When it comes to 1-year returns, some aggressive hybrid mutual funds have shown impressive performance. For example, the JM Aggressive Hybrid Fund has delivered a 55.48% return over the past year. On the other hand, the Bank of India Mid & Small Cap Equity & Debt Fund achieved a 47.28% return in the same period.
Both these funds invest in equities and debt instruments. This way, they offer high returns while managing risk. After considering these strong returns, you might find it appealing to invest now. However, decide only after assessing your risk tolerance and investment goals.
Factors to consider before investing in Aggressive Mutual Funds in India
- Assess the risks and returns: Understand the risk-return profile of Aggressive Hybrid Funds, considering both the equity exposure and debt component. Evaluate your investment horizon and financial goals to determine if these funds align with your objectives.
- Expense ratio: Pay attention to the expense ratio, which impacts the overall returns of the fund. Opt for funds with competitive expense ratios to maximise your investment gains over time.
- Selecting the right aggressive fund: Conduct thorough research and select Aggressive Hybrid Funds managed by experienced fund managers with a proven track record of delivering consistent returns. Analyse the fund's investment strategy, portfolio holdings, and past performance to make an informed decision.
- Aggressive fund taxation: Understand the tax implications associated with Aggressive Hybrid Funds, including capital gains tax on equity investments and tax on dividends. Familiarise yourself with the tax-saving opportunities and implications to optimize your investment strategy.

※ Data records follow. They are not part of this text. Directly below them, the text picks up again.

PR #523, opened 2024-01-16
feat: add option to enter directory on `open` command

Akmadan23:
This is another nice feature to have in my opinion, and it's something that almost any TUI file manager has.

### DIFF
--- a/yazi-core/src/manager/commands/open.rs
+++ b/yazi-core/src/manager/commands/open.rs
@@ -8,22 +8,31 @@ use yazi_shared::{emit, event::{EventQuit, Exec}, fs::{File, Url}, Layer, MIME_D
 use crate::{manager::Manager, select::Select, tasks::Tasks};
 
 pub struct Opt {
-	targets:     Option<Vec<(Url, Option<String>)>>,
-	interactive: bool,
+	targets:      Option<Vec<(Url, Option<String>)>>,
+	interactive:  bool,
+	or_enter_dir: bool,
 }
 
 impl From<&Exec> for Opt {
 	fn from(e: &Exec) -> Self {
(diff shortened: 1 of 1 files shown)


sxyazi:
That's intentional. See https://yazi-rs.github.io/docs/faq#why-cant-open-and-enter-be-a-single-command

You can use this [Smart enter](https://yazi-rs.github.io/docs/tips/#smart-enter-enter-for-directory-open-for-file) tip to impl it.

Akmadan23:
> hat's intentional. See https://yazi-rs.github.io/docs/faq#why-cant-open-and-enter-be-a-single-command
> 
> You can use this [Smart enter](https://yazi-rs.github.io/docs/tips/#smart-enter-enter-for-directory-open-for-file) tip to impl it.

Oh, I see, I did not know that. But why can't we just add this simple flag to achieve it?

sxyazi:
I want to keep it concise - one command should only do one thing.

Opening and entering are not essentially the same, and if we add it, we must also consider whether "entering should support opening" or "opening should support entering". In the end, we might need to add them for both commands.

Akmadan23:
> Opening and entering are not essentially the same, and if we add it, we must also consider whether "entering should support opening" (many people want l to support opening, but l is by default bound to the enter command) or "opening should support entering". In the end, we might need to add them for both commands.

Well, I actually tried to implement `enter --or-open` before, but since `enter` is a member of `Tab` it was really unpractical to access `open`, which is a `Manager` member, so I did it the other way around.
As for the `l` binding, we could add a note in `enter`'s documentation to use `open --or-enter-dir` for that use case...

Anyways, I understand your point here. Feel free to close PR if you don't see any value in this addition.

sxyazi:
Okay let me close it, sorry.

PR #531, opened 2024-01-17
feat: add support for snap packages

gapplef:
The `snapcraft.yaml` is quite straightforward. I'll explain a little bit, in case you may want to change it in the future.

On the top is various meta information, only things to be care are `grade` and `confinement`: 
 - grade can be `devel` or `stable`, defines the quality grade of the snap. 
 - confinement can be `strict` or `classic`, the latter means the snap have full system access just like traditionally applications.

The packing process is defined in `parts` section. 
- Building is take care by `rust` plugin, and carry out with `craftctl default`. You may replace it with any custom build commands. 
- `craftctl set version=...` is used to set the version info. 
- The rest is all for dependencies.
  current only `fd-find`, `ripgrep`, `zoxide`, `fzf` are boundle with yazi, these may need to be change with requirements.
- - - -
As for the release workflow,  I did not add new matrix, current build is take place on `x86_64-unknown-linux-gnu` with  `snapcore/action-build@v1`. The release file would be `yazi*.snap`. 
The snap package can be install with `sudo snap install <package.snap> --dangerous --classic`

Finally, to make it easier for users to get future updates, the snap can be publish to snap store. Snapcraft also provide its own [build service](https://snapcraft.io/build) to automatic build and release snaps.

### DIFF
--- a/.github/workflows/release.yml
+++ b/.github/workflows/release.yml
@@ -51,7 +51,7 @@ jobs:
           CARGO_TARGET_AARCH64_UNKNOWN_LINUX_GNU_LINKER: /usr/bin/aarch64-linux-gnu-gcc
         run: cargo build --release --locked --target ${{ matrix.target }}
 
-      - name: Build-snap
+      - name: Build snap
         if: matrix.target == 'x86_64-unknown-linux-gnu'
         uses: snapcore/action-build@v1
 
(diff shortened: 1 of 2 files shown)


sxyazi:
Thank you for your work and detailed description, let me make some minor changes and then merge it!

Issue #596, opened 2024-01-29
Yazi hang when enter a very large directory


trunglebka:
### What system are you running Yazi on?

Linux Wayland

### What terminal are you running Yazi in?

wezterm

### Yazi version

yazi 0.2.2 (68ffd82 2024-01-29)

### Did you try the latest main branch to see if the problem has already been fixed?

Tried, but the problem is still present

### Describe the bug

When entering a very large directory (contains 838684 .mp3 files) yazi hang and I can't do anything with it. 

### Expected Behavior

Working normally (for that large directory I really don't care much about detail of every file and just want to peek some of it since I can't read all of it)

### To Reproduce

using ya:
- Enter it directly by: `ya <very large dir>` - It will fully loaded (list files) after about 30s (not measured exactly). From this I can leave and re-enter the dir smoothly
- Enter it indirectly by: `ya <it's parent>` and then enter it by arrow keys, sometime it can list the files, sometime it freeze like the below image - about 13 minutes with 100% CPU
![image](https://github.com/sxyazi/yazi/assets/16150250/8b4ae70f-4174-4ea7-bb83-62046c426e30)

### Anything else?
The bigger problem is that it's very difficult to navigate to other files or directories when they are located beneath such a large directory.

trunglebka:
Well, it was able to enter that directory after 14 minutes (approximated by CPU time since I'm not using it and it is almost 0% CPU now)
![image](https://github.com/sxyazi/yazi/assets/16150250/a12456cb-f12f-4540-96a3-ff605d42ed38)

sxyazi:
I noticed that you are using the old version v0.2.1, please try if it exists in the latest version of v0.2.2, https://github.com/sxyazi/yazi/releases/tag/v0.2.2

sxyazi:
Hi, I made a PR to fix this, let me know if it works for you, https://github.com/sxyazi/yazi/pull/599.

trunglebka:
It's still, `yazi 0.2.2 (6735516 2024-01-29)`
![image](https://github.com/sxyazi/yazi/assets/16150250/b443012c-d5ce-4de7-bbc7-5bee1cbdbed8)

sxyazi:
Weird, it works fine on my side...

Could you record a GIF so I can see what was happening?

trunglebka:
Please see this video: https://1drv.ms/u/s!AjwpLQ8KafRujq4jOWTLlAJE-wSkdw?e=CRSFVM
[...]

PR #599, opened 2024-01-29
perf: read directory in bulk in the background at startup, make Yazi ~2.5 times faster than before

sxyazi:
Fixes https://github.com/sxyazi/yazi/issues/596

This PR optimizes the speed of reading large directories, leveraging the advantages of concurrency, it is ~2.5 times faster than before.

Here is a benchmark with a directory containing 500,000 files:

## `eza -l`, 19.03s

https://github.com/sxyazi/yazi/assets/17523360/21c2c70c-85dd-41f7-a5df-7add442d6997

## `ls -l`, 10.99s

https://github.com/sxyazi/yazi/assets/17523360/f05d7484-5dd5-4d2f-8b78-303d29423af0

## `yazi`, 4.79s

https://github.com/sxyazi/yazi/assets/17523360/2a5f65be-c801-40ee-a52f-1d8ecd5f98fa

### DIFF
--- a/Cargo.lock
+++ b/Cargo.lock
@@ -230,9 +230,9 @@ checksum = "7f30e7476521f6f8af1a1c4c0b8cc94f0bee37d91763d0ca2665f299b6cd8aec"
 
 [[package]]
 name = "bytemuck"
-version = "1.14.0"
+version = "1.14.1"
 source = "registry+https://github.com/rust-lang/crates.io-index"
-checksum = "374d28ec25809ee0e23827c2ab573d729e293f281dfe393500e7ad618baa61c6"
+checksum = "ed2490600f404f2b94c167e31d3ed1d5f3c225a0f3b80230053b3e0b7b962bd9"
 
 [[package]]
 name = "byteorder"
@@ -269,14 +269,14 @@ checksum = "baf1de4339761588bc0619e3cbc0120ee582ebb74b53b4efbf79117bd2da40fd"
 
 [[package]]
 name = "chrono"
-version = "0.4.31"
+version = "0.4.33"
 source = "registry+https://github.com/rust-lang/crates.io-index"
-checksum = "7f2c685bad3eb3d45a01354cedb7d5faa66194d1d58ba6e267a8de788f79db38"
+checksum = "9f13690e35a5e4ace198e7beea2895d29f3a9cc55015fcebe6336bd2010af9eb"
 dependencies = [
  "android-tzdata",
  "iana-time-zone",
  "num-traits",
- "windows-targets 0.48.5",
+ "windows-targets 0.52.0",
 ]
 
 [[package]]
@@ -303,9 +303,9 @@ dependencies = [
 
 [[package]]
 name = "clap_complete"
-version = "4.4.8"
+version = "4.4.9"
 source = "registry+https://github.com/rust-lang/crates.io-index"
-checksum = "eaf7dcb7c21d8ca1a2482ee0f1d341f437c9a7af6ca6da359dc5e1b164e98215"
+checksum = "df631ae429f6613fcd3a7c1adbdb65f637271e561b03680adaa6573015dfb106"
 dependencies = [
  "clap",
 ]
@@ -918,9 +918,9 @@ checksum = "029d73f573d8e8d63e6d5020011d3255b28c3ba85d6cf870a07184ed23de9284"
 
 [[package]]
 name = "indexmap"
-version = "2.1.0"
+version = "2.2.1"
 source = "registry+https://github.com/rust-lang/crates.io-index"
-checksum = "d530e1a18b1cb4c484e6e34556a0d948706958449fca0cab753d649f2bce3d1f"
+checksum = "433de089bd45971eecf4668ee0ee8f4cec17db4f8bd8f7bc3197a6ce37aa7d9b"
 dependencies = [
  "equivalent",
  "hashbrown",
@@ -950,15 +950,6 @@ source = "registry+https://github.com/rust-lang/crates.io-index"
 checksum = "e05c02b5e89bff3b946cedeca278abc628fe811e604f027c45a8aa3cf793d0eb"
 dependencies = [
  "libc",
-]
-
-[[package]]
-name = "itertools"
-version = "0.11.0"
-source = "registry+https://github.com/rust-lang/crates.io-index"
-checksum = "b1c173a5686ce8bfa551b3563d0c2170bf24ca44da99c7ca4bfdab5418c3fe57"
-dependencies = [
- "either",
 ]
 
 [[package]]
@@ -1085,9 +1076,9 @@ checksum = "b5e6163cb8c49088c2c36f57875e58ccd8c87c7427f7fbd50ea6710b2f3f2e8f"
 
 [[package]]
 name = "lru"
-version = "0.12.1"
+version = "0.12.2"
 source = "registry+https://github.com/rust-lang/crates.io-index"
-checksum = "2994eeba8ed550fd9b47a0b38f0242bc3344e496483c6180b69139cc2fa5d1d7"
+checksum = "db2c024b41519440580066ba82aab04092b333e09066a5eb86c7c4890df31f22"
 dependencies = [
  "hashbrown",
 ]
@@ -1103,9 +1094,9 @@ dependencies = [
 
 [[package]]
 name = "luajit-src"
-version = "210.5.4+c525bcb"
+version = "210.5.5+f2336c4"
 source = "registry+https://github.com/rust-lang/crates.io-index"
-checksum = "2a10ab4ed12d22cb50ef43ece4f6c5ca594b2d2480019e87facfd422225a9908"
+checksum = "d8bcba9790f4e3b1c1467d75cdd011a63bbe6bc75da95af5d2cb4e3631f939c4"
 dependencies = [
  "cc",
  "which",
@@ -1166,9 +1157,9 @@ dependencies = [
 
 [[package]]
 name = "mlua"
-version = "0.9.4"
+version = "0.9.5"
 source = "registry+https://github.com/rust-lang/crates.io-index"
-checksum = "069264935e816c85884b99e88c8b408d6d92e40ae8760f726c983526a53546b5"
+checksum = "1d3561f79659ff3afad7b25e2bf2ec21507fe601ebecb7f81088669ec4bfd51e"
 dependencies = [
  "bstr",
  "erased-serde",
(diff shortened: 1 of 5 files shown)


uncenter:
I wonder if a loading indicator for huge directories would be nice to help the user understand that something is happening in the background?

sxyazi:
> I wonder if a loading indicator for huge directories would be nice to help the user understand that something is happening in the background?

Yeah definitely. It's been on my todo list for a long time ;)

mgumz:
@sxyazi: is yazi taking a lazy-rendering approach to display the names of the files in a directory? (so, 100 lines of visible items, only draw 100 items)?

sxyazi:
@mgumz 

Yeah, Yazi always lazily renders, which is the baseline for optimization.

However, this is unrelated to this PR - note the number of files in the bottom right corner of the Yazi video, which is the time required for **all files** to load, making it meaningful to compare with `ls` and `eza`.

mgumz:
@sxyazi Yah, but it is kind of relevant: exa/eza/ls etc produce output … just to get it dumped to /dev/null. 

$> for i in `seq 1 100000`; do touch $i.txt; done

$> time ( find files | wc -l; )  
0.01s user 0.14s system 43% cpu 0.351 total 

```golang
package main

import (
        "fmt"
        "os"
)

func main() {

        dn := os.Args[1]
        fi, _ := os.ReadDir(dn)
        total := int64(0)
        n := 0
        for i := range fi {
                f, _ := fi[i].Info()
                total += f.Size()
                n = i
        }

        fmt.Println(dn, n, total)
}                    
```

$> time go run main.go files
./files 100000 0
go run main.go ./files 
0.26s user 0.50s system 64% cpu 1.166 total

(yes, just for the lulz i added the compile time here as well)

change main.go to print out each name + size():

$> time go run main.go ./files > /dev/null
go run main.go ./files > /dev/null  
0.32s user 0.57s system 59% cpu 1.494 total

$>  time ( ls -l files  > /dev/null ) 
( ls -l files > /dev/null; )  
0.52s user 0.58s system 63% cpu 1.754 total


did you execute `eza`, `ls` and `yazi` in that order? did you drop OS caches in between the runs? did you run multiple runs (see https://github.com/sharkdp/hyperfine)? 

point is: I believe your 2.5x speed improvement within yazi, but the comparisons with those other tools … feels like apples and oranges and is kind of unneeded to show your improvement.

mgumz:
My main point is that you opened a discussion line which is not needed. yazi is now 2.5 times faster to open folders, done.

> This is based on the premise that I don't think /dev/null

/dev/null is not the time consuming thing - producing the 500k lines of text is (piping each file-entry through a strftime() equivalent, creating permission lines etc). 

And yazi by default is looking at all the 500k files … and showing the output only for the … 40 / 100 lines. Which in itself is a strange comparison.

Your new method makes it much more … comparable: now one can see all the dir-entries are really "rendered" (to make then /dev/null very happy).

https://github.com/eza-community/eza/blob/main/src/output/time.rs#L82 <- and this is what eza/exa calls on each entry. 
My snippet from above takes roughly 1s (including the time it takes to compile it) - and there I also avoid piping everything through some sort of strftime() like call. Your lazy loaded version takes for 500k files also ~ 1s per 100k files. 
When I leave out the compile overhead, I am now looking at 0.3s (max) to iterate over 100k entries. And I do not do anything fancy like bulk-loading-in-async-fashion (dont get me wrong: its the right thing to do for the kind of app yazi is). As soon as I print out the mod-time, the whole thing becomes twice as "slow".

```
; time ( ls -1 files > /dev/null )
( ls -1 files > /dev/null; )  0.33s user 0.09s system 93% cpu 0.439 total
; time ( ls -l files > /dev/null )
( ls -l files > /dev/null; )  0.52s user 0.59s system 67% cpu 1.643 total
```

```
; time gfind files -printf '%TY-%Tm-%TdT%TH:%TM:%TS %p\n' > /dev/null
gfind files -printf '%TY-%Tm-%TdT%TH:%TM:%TS %p\n' > /dev/null  0.43s user 0.20s system 85% cpu 0.741 total
; time gfind files > /dev/null 
gfind files > /dev/null  0.04s user 0.06s system 63% cpu 0.151 total
```

I just made `ls` faster by a factor of 4. I made `gfind` faster by factor of 4. =)


Since I was curious about what happened with the same 500k files you hammered your /tmp filesystem on MacOS:

```
; time ( find files > /dev/null )
( find files > /dev/null; )  0.04s user 6.28s system 15% cpu 40.937 total
; time ( ls -1 files > /dev/null )
( ls -1 files > /dev/null; )  2.14s user 6.07s system 19% cpu 41.191 total
; time ( ls -l files > /dev/null )
( ls -l files > /dev/null; )  3.13s user 20.09s system 21% cpu 1:48.07 total
```

yazi (on an M1) for the 500k files, hand stopped: 27s with display of mtime, 24s with default settings.

So, anyway. Kudos for 2.5 x more speed on load time on such crazy high numer of files.

sxyazi:
> /dev/null is not the time consuming thing - producing the 500k lines of text is (piping each file-entry through a strftime() equivalent, creating permission lines etc).

I'm confused, are you saying that ls is slow due to formatting time, rather than the IO itself? I find it hard to believe that Yazi would be slower than ls with single-threaded file reading, even with multi-threading to speed up file reading.

> I just made ls faster by a factor of 4. I made gfind faster by factor of 4. =)
> yazi (on an M1) for the 500k files, hand stopped: 27s with display of mtime, 24s with default settings. Now gnu-ls is 8 times faster than yazi, omg omg omg :)

Please provide benchmark code that can reproduce this result.

mgumz:
> Please provide benchmark code that can reproduce this result.

I did: `ls -1` (not producing time-formatted output) is faster than `ls -l`. `gls` (`ls` from `coreutils`) is faster than standard MacOS `ls`.

> I'm confused, are you saying that ls is slow due to formatting time, rather than the IO itself?

The output generation plays a role. See my "benchmarks" of `ls`. See my time measuring of yazi on 500k files, one time with mtime-display, one time not: (24s vs 27s for the same thing, 10% "improvement").
See http://blog.kazuhooku.com/2014/11/the-internals-h2o-or-how-to-write-fast.html, slide 41+ about stringification.

Obviously yazi benefits from being able to utilize more threads (and thus puts more pressure on the system in that moment, ) =). yazi might speed up the loading time even more by just collecting the filenames, and getting fs::metadata() only for those 100 items actually rendered (yes, that depends on the sort mode).

500k files, only counting the number of files in a folder, single threaded.

```
#include <dirent.h>
#include <stdio.h>
#include <stdlib.h>
#include <sys/types.h>

int main(int argc, char *argv[]) {

  char *dn = argv[1];
  DIR *d = opendir(dn);
  struct dirent *e;
  int n = 0;

  for (;;) {
    e = readdir(d);
    if (e == NULL) {
      break;
    }
    n++;
  }

  printf("%s: %d entries\n", dn, n);

  return 0;
}
```

```
; time ./a.out files
files: 500001 entries
./a.out files  0.01s user 0.31s system 20% cpu 1.509 total
```

I wonder about a bunch of things now:

* Why is `gls` so much faster than `ls` for comparable the same thing.
* What is the reason that scanning 500k files (41s) on apfs is much worse than 100k files (1.5s).
* Why did MacOS seems to have a limit on HFS+ on the amount of files in a singe folder around 17k.

None of those are relevant for this PR here.

My point is: by introducing the other tools into the presentation of the (great) achievement of 2.5x faster loading times of yazi, you opened up discussions like mine here. So, next time just leave out those comparisons and noone can start arguing.

sxyazi:
> I did: ls -1 (not producing time-formatted output) is faster than ls -l. gls (ls from coreutils) is faster than standard MacOS ls.

I guess you must have misunderstood something. As far as I know, `ls -1` only loads the file names and simply prints them, without loading the "metadata" information of the files, and only `ls -l` will load metadata, which is why it was chosen as the comparison object:


```c
// https://github.com/coreutils/coreutils/blob/a357cfb021cc0ecaff1de81014271977ce1502e7/src/ls.c#L1729-L1732

  format_needs_stat = sort_type == sort_time || sort_type == sort_size
    || format == long_format  // <---------------- Note this, i.e. `ls -l`
    || print_scontext
    || print_block_size;
```

And after a bunch of condition checks, the file status is actually loaded through `do_stat` or `do_lstat`:

```c
https://github.com/coreutils/coreutils/blob/a357cfb021cc0ecaff1de81014271977ce1502e7/src/ls.c#L3404-L3442

  if (command_line_arg
      || print_hyperlink
      || format_needs_stat   // <---------------- Note this, i.e. `ls -l`
      /* When coloring a directory (we may know the type from
         direct.d_type), we have to stat it in order to indicate
         sticky and/or other-writable attributes.  */
      || (type == directory && print_with_color
          && (is_colored (C_OTHER_WRITABLE)
              || is_colored (C_STICKY)
              || is_colored (C_STICKY_OTHER_WRITABLE)))
      /* When dereferencing symlinks, the inode and type must come from
         stat, but readdir provides the inode and type of lstat.  */
      || ((print_inode || format_needs_type)
          && (type == symbolic_link || type == unknown)
          && (dereference == DEREF_ALWAYS
              || color_symlink_as_referent || check_symlink_mode))
      /* Command line dereferences are already taken care of by the above
         assertion that the inode number is not yet known.  */
      || (print_inode && inode == NOT_AN_INODE_NUMBER)
      || (format_needs_type
          && (type == unknown || command_line_arg
              /* --indicator-style=classify (aka -F)
                 requires that we stat each regular file
                 to see if it's executable.  */
              || (type == normal && (indicator_style == classify
                                     /* This is so that --color ends up
                                        highlighting files with these mode
                                        bits set even when options like -F are
                                        not specified.  Note we do a redundant
                                        stat in the very unlikely case where
                                        C_CAP is set but not the others. */
                                     || (print_with_color
                                         && (is_colored (C_EXEC)
                                             || is_colored (C_SETUID)
                                             || is_colored (C_SETGID)
                                             || is_colored (C_CAP)))
                                     )))))

    {
```

On the other hand, Yazi loads ***all*** the "metadata" information of 500,000 files at once, and the real performance bottleneck here is the "metadata" itself (not some mysterious string formatting):

https://github.com/sxyazi/yazi/blob/e51e8ad789914b2ab4a9485da7aa7fbc7b3bb450/yazi-core/src/folder/files.rs#L79-L83


So, this is comparing ***two completely different things***, and I'm not sure why you are doing it.

> My point is: by introducing the other tools into the presentation of the (great) achievement of 2.5x faster loading times of yazi, you opened up discussions like mine here. So, next time just leave out those comparisons and noone can start arguing.

You [initiated this discussion](https://github.com/sxyazi/yazi/pull/599#issuecomment-1958795998), and all optimizations in this PR are related to I/O (if you have looked at the code, if not, you really should take a look), but you asked if it was related to lazy rendering, which confused me. 

When [I explained that lazy rendering is not related to this PR](https://github.com/sxyazi/yazi/pull/599#issuecomment-1959179980), you started [some confusing responses about it being related to output](https://github.com/sxyazi/yazi/pull/599#issuecomment-1960108695), and you raised a series of questions:

> did you execute eza, ls and yazi in that order? did you drop OS caches in between the runs? did you run multiple runs (see https://github.com/sharkdp/hyperfine)?

Which I really don't understand.

mgumz:
@sxyazi … apparently I am unable to bring my point across.

I read the PR description "This PR optimizes the speed of reading large directories, leveraging the advantages of concurrency, it is ~2.5 times faster than before." 

My point was: there the description should have ended.

(Because with having that benchmarky-comparison in place, you allowed me to initiate the discussion).

Nevermind.

PR #628, opened 2024-02-04
feat: support char device in filetype

HE7086:
Was messing around with themes and realized that character special device is not supported in filetype despite already being implemented. This adds it back.


sxyazi:
Nice catch, thank you!

Issue #551, opened 2024-01-21
Exit shell popups and `/` search with `Backspace` like in vim


RioNight:
### Is your feature request related to a problem? Please describe

It would be nice to exit the shell and search popups and the `/` search by `Backspace`-ing when there is no input in the input field.

### Will you be willing to contribute this feature?

- [ ] Yes, I'll give it a shot

### Describe the solution you'd like

When there is no input in the input field, `Backspace` should close the popup / prompt.

### Additional context

This is similar to the behavior in vim and would make it easier to use. If you don't have `Escape` mapped to `Caps Lock`, it is a bit of stretch to press `Escape`.

sxyazi:
Does this mean that all characters must be deleted, and then press `Enter` again to exit?

RioNight:
I was thinking of the vim behavior.
When you press `/` in vim to enter search mode:
1. pressing `Backspace` right after will exit out of search mode back into normal mode, and
2. entering a few characters, say the characters `hello`, then `Backspace`-ing them all to get an empty prompt, and then pressing `Backspace` once more on the empty prompt, will exit out of search mode into normal mode.

Pressing `Enter` on an empty prompt in yazi actually makes `rg` and `fd` search for `nil`. You might want to take care of that separately.
![image](https://github.com/sxyazi/yazi/assets/58403689/8e759ff6-e014-49f9-89f2-c2cc903437ac)

PR #630, opened 2024-02-05
feat: if prompt is empty, close it on `backspace` command

Rolv-Apneseth:
In relation to #551 

Also fixed issue of search` being run with `nil` mentioned in [this comment](https://github.com/sxyazi/yazi/issues/551#issuecomment-1902705562).


sxyazi:
Hi, thanks for your PR!

I've made some simplifications - closing input via `self.close()`.

Allowing empty keyword searches is expected behavior, as some users use it to achieve similar functionality to a "flat view". However, displaying `nil` is indeed a bug, which I've addressed through another method.

Rolv-Apneseth:
Ah I see, thanks for that

PR #646, opened 2024-02-08
feat: add counter component to the header for displaying currently selected/yanked items

Rolv-Apneseth:


sxyazi:
Thank you for the PR!

I just want to add an API to get the selected file, but I realized an issue - currently, the selection state is specific to the directory, meaning it can only get the selection state of the current directory.

But it would make more sense to get all selected files for display. We will add support for selecting across directories in the future.

So I need to do some refactoring to modify it to a tab-specific global selection state. I'll continue reviewing this PR after the refactoring is done :)

Rolv-Apneseth:
Ah I didn't catch that actually. Best of luck then, we can come back to this later

og900aero:
Would it be possible to write not only the number of selected/yanked items, but also the size of all selected items?

Rolv-Apneseth:
> Would it be possible to write not only the number of selected/yanked items, but also the size of all selected items?

That may be better as a plugin or at least a separate feature, @sxyazi what do you think?

sxyazi:
Yep it should be work as a UI plugin and not included in this PR.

List of some aggressive mutual funds
- Quant Absolute Fund
- HDFC Hybrid Equity Fund
- Groww Aggressive Hybrid Fund
- Canara Robeco Equity Hybrid Fund
- JM Aggressive Hybrid Fund
- Mahindra Manulife Aggressive Hybrid Fund
- Kotak Equity Hybrid Fund
- Mirae Asset Aggressive Hybrid Fund
- UTI Aggressive Hybrid Fund Direct Fund
How to invest in Aggressive Hybrid Funds on the Bajaj Finserv Platform?
Investing in mutual funds on the Bajaj Finserv platform is quite easy. Follow these steps:
- Visit the Bajaj Finserv website or app and navigate to the ‘Mutual funds’ section.
- Click on EXPLORE FUNDS.
- Filter by scheme type, risk appetite, returns, etc. or choose from the top performing funds list.
- All the mutual funds of the particular category will be listed, along with the minimum investment amount, annualised return, and rating.
- Get started by entering your mobile number and sign in using the OTP.
- Verify your details using your PAN, date of birth. If your KYC is not complete, then you will have to upload your address proof and record a video.
- Enter your bank account details.
- Upload your signature and provide some additional details to continue.
- Choose and select the mutual fund that you want to invest in.
- Choose whether you want to invest as SIP or lumpsum and enter the investment amount. Click on ‘Invest Now’.
- Select your payment mode i.e., Net Banking, UPI, NEFT/ RTGS.
- Once your payment is done, the investment will be complete.
Conclusion
In conclusion, Aggressive Hybrid Mutual Funds present a compelling investment option for individuals seeking a balanced approach to wealth creation. By understanding the fundamentals of Aggressive Hybrid Funds and considering key factors before investing, investors can harness the potential of these funds and aim to achieve their financial goals and secure a brighter future.
Investing in Aggressive Hybrid Funds requires careful consideration of one's risk tolerance, investment horizon, and financial objectives. By leveraging the benefits of diversification, professional management, and growth potential offered by Aggressive Hybrid Funds, investors can navigate the dynamic investment landscape with confidence and resilience.